Does the principle of minimum work apply at the carotid bifurcation: a retrospective cohort study

Abstract

Background: There is recent interest in the role of carotid bifurcation anatomy, geometry and hemodynamic factors in the pathogenesis of carotid artery atherosclerosis. Certain anatomical and geometric configurations at the carotid bifurcation have been linked to disturbed flow. It has been proposed that vascular dimensions are selected to minimize energy required to maintain blood flow, and that this occurs when an exponent of 3 relates the radii of parent and daughter arteries.

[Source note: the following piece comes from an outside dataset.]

PR #1981, opened 2024-02-02
refactor(packages): Remove unused typesetter-scoped cursor tracking

Omikhleia:
This was present since the very first commit of the raiselower package, but we do not have any use of such a thing anywhere else in the code base.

We evaluate whether the dimensions of bifurcation of the extracranial carotid artery follow this principle of minimum work.

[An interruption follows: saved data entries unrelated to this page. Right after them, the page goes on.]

Issue #1963, opened 2024-01-21
Double hyphens in compounds words in Czech, Portuguese, etc.


Omikhleia:
As noted in [#1960](https://github.com/sile-typesetter/sile/issues/1960#issuecomment-1902436827), it seems Czech also repeats hyphens when breaking a compounds word. Some other languages might do the same, see below.

The same solution would likely apply.
But I only found single references to this feature in TeX StackExchange discussions -- We may need some more normative documents and references before generalizing such a feature...

- [Czech](https://tex.stackexchange.com/questions/640446/optex-how-to-repeat-hyphen-on-next-line-when-hyphenating-prehyphenated-words-au) (example with _modro-zelený_)
- [Portuguese](https://tex.stackexchange.com/questions/332939/portuguese-line-break-at-an-hyphen-in-an-explicitly-hyphenated-word/529453#529453), also [here](https://tex.stackexchange.com/questions/480198/allow-hyphenation-of-dashed-words-if-hyphenated-on-the-dash-add-another-dash) (examples with _anti--inflamatório, entendendo-se_)
- [Which other languages...](https://tex.stackexchange.com/questions/174215/which-languages-defined-in-babel-repeat-hyphen-at-start-of-line-after-hyphenatio) mentions Spanish, Basque, Czech, Polish, Portuguese (also states than in Czech, this is not widely applied...)
- [Czech](https://prirucka.ujc.cas.cz/en/?ref=165&id=164) again: last paragraph "Pokud se spojovník objeví na konci řádku a nenaznačuje neúplné slovo, opakuje se na začátku řádku dalšího, např. česko‑ | ‑polské, není‑ | ‑li. Spojovník na začátku dalšího řádku neopakujeme, naznačuje‑li rozdělení slova (např. žong‑ | lér). Ve webových a e‑mailových adresách se spojovník k naznačení rozdělení adresy do více řádků nepoužívá." -- according to DeepL, "If the hyphen appears at the end of a line and does not indicate an incomplete word, it is repeated at the beginning of the next line, e.g. česko- | -polské, není- | -li. Do not repeat the hyphen at the beginning of the next line if it indicates a split word (e.g. žong- | lér)."
- Spanish on Wikipedia: "Words written with hyphen are hyphenated by repeating the hyphen on the following line: teórico-/-práctico. Repeating the hyphen is not necessary if the hyphenated word is a proper name where a hyphen is followed by a capital letter" (Note the sudden exception... but again no reference...)
[...]

PR #1983, opened 2024-02-03
Add active hook system to settings

alerque:
c.f. https://github.com/sile-typesetter/sile/issues/1963#issuecomment-1925228811

After discussion on the above issue I looked and found 3 different places I had monkey-patched a callback system into settings for various reasons. Looking over my own past hacks I think this feature would have made all of them better.


alerque:
Switching to draft mode until this handles `:pushState()` and `:popState()` as well, otherwise it won't be fully functional.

Methods: This study involved subjects who had computed tomographic angiography (CTA) at our institution between 2006 and 2007. Radii of the common, internal and external carotid arteries were determined. The exponent was determined for individual bifurcations using numerical methods and for the sample using nonlinear regression.

Results: Mean age for 45 participants was 56.9 ± 16.5 years with 26 males. Prevalence of vascular risk factors was: hypertension--48%, smoking--23%, diabetes--16.7%, hyperlipidemia--51%, ischemic heart disease--18.7%.The value of the exponent ranged from 1.3 to 1.6, depending on estimation methodology.

Conclusions: The principle of minimum work (defined by an exponent of 3) may not apply at the carotid bifurcation. Additional factors may play a role in the relationship between the radii of the parent and daughter vessels.

Figure 1

Schematic diagram of a carotid artery bifurcation. The parent artery (CCA) divides into two branches, ICA and ECA. Radius of CCA is measured at a location 2 sphere radiuses from the bifurcation point. Radii of the ICA and ECA are medians of radii measured at points between 6r - 12r and 2r-7r from the bifurcation point respectively. This approach avoided the ICA sinus and reduced influence of irregularities and artifacts due to ECA bifurcation.

Figure 2

Quality of fit for nonlinear regression. r_icaⁿ + r_ecaⁿ vs r_ccaⁿ for all patients using artery size measurement method A and result of nonlinear regression (n = 1.32).

Figure 3

Exponent values, n, for individual bifurcations for 45 patients. Ranges of individual exponent values estimated for all patients (45) and patients with low tortuosity (31) using methods A and B for artery size measurement.

Figure 4

Quality of fit for using mean of individual estimates. r_icaⁿ + r_ecaⁿ vs r_ccaⁿ for all patients using artery size measurement method A and result of mean of individual estimates (n = 1.58).